IL QUOTIDIANO DI FAMIGLIA DEL CONDANNATO DI ARCORE SCRIVE MENZOGNE CONTRO IL PRESIDENTE DELLA CASSAZIONE CHE LO HA GIUDICATO SULL’EVASIONE MEDIASET: ECCO QUALI.

Dopo la condanna di Silvio Berlusconi a 4 anni di carcere Il Giornale di Alessandro Sallusti ha dedicato una ventina di pagine al 72enne presidente della sezione feriale della Cassazione. Il 3 agosto parte Stefano Lorenzetto con un articolo basato sul suo ricordo di una cena del 2009 con il giudice Antonio Esposito: “Così infangava Berlusconi il giudice che l’ha condannato” è il titolo. Il pezzo viene pubblicato solo dopo la condanna, nonostante il direttore Sallusti fosse informato da giorni. Quando il magistrato Ferdinando Imposimato, presente alla cena, dice al Fatto di non aver sentito nulla del genere, Lorenzetto lo fulmina: Imposimato era lontano e poi è troppo amico di Esposito per essere credibile. La prova? “Una fonte affidabile mi assicura che il figlio fu registrato all’anagrafe con il nome di Ferdinando proprio in onore di Imposimato”. La fonte è attendibile perché intrattiene ‘relazioni confidenziali ’ con Esposito. Peccato che non abbia svelato a Lorenzetto un altro segreto: Ferdinando è il nome del padre di Antonio.

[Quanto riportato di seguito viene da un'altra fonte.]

PR #234, opened 2017-09-22
add customizeable option RDRotation

Sigma88:


Sigma88:
if you also want the customizeable option merge this PR first, and then merge #233

Kopernicus/Kopernicus/Configuration/PropertiesLoader.cs
```diff
@@ -277,6 +277,19 @@ public EnumParser<RDVisibility> hiddenRnD
                 set { celestialBody.Set("hiddenRnD", value.value); }
             }
 
+            // If the body should be hidden in RnD
+            [ParserTarget("RDRotation")]
+            public NumericParser<bool> RDRotation
```
StollD: Can you change this to `RnDRotation`?

Kopernicus/Kopernicus/RuntimeUtility/RnDFixer.cs
```diff
@@ -40,14 +40,14 @@ namespace Kopernicus
     /// </summary>
     public class RnDFixer : MonoBehaviour
     {
-        List<RDPlanetListItemContainer> stars = new List<RDPlanetListItemContainer>();
+        internal static List<RDPlanetListItemContainer> RDRotationKill = new List<RDPlanetListItemContainer>();
```
StollD: `RnDRotationKill`?

Kopernicus/Kopernicus/RuntimeUtility/RnDFixer.cs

Il Giornale picchia duro anche dopo la pubblicazione dell’intervista di Esposito al Mattino. Nella sua smentita il giudice nega di avere risposto a una domanda sulla motivazione della condanna di Berlusconi. La frase “Berlusconi condannato perché sapeva” effettivamente non è farina del suo sacco e la sua risposta (riportata fedelmente dal Mattino) seguiva una domanda diversa e generale . Ma per Sallusti è “Il giudice bugiardo”. Dopo l’8 agosto Il Giornale pubblica tre pagine al giorno piene di accuse: Esposito fa il doppio lavoro a Sapri ed è stato trasferito d’ufficio dal CSM. Esposito accettava Mercedes in regalo e si appropriava di fascicoli sui vip per smania di protagonismo. Il giudice replica con i provvedimenti del CSM e dei giudici che hanno smontato le accuse riportate dal Giornale. La lettura incrociata di articoli e comunicati spiega bene come funziona la stampa berlusconiana.

SUL GIORNALE
IL CASO ISPI 

“Aveva un doppio lavoro, amministrava una scuola” 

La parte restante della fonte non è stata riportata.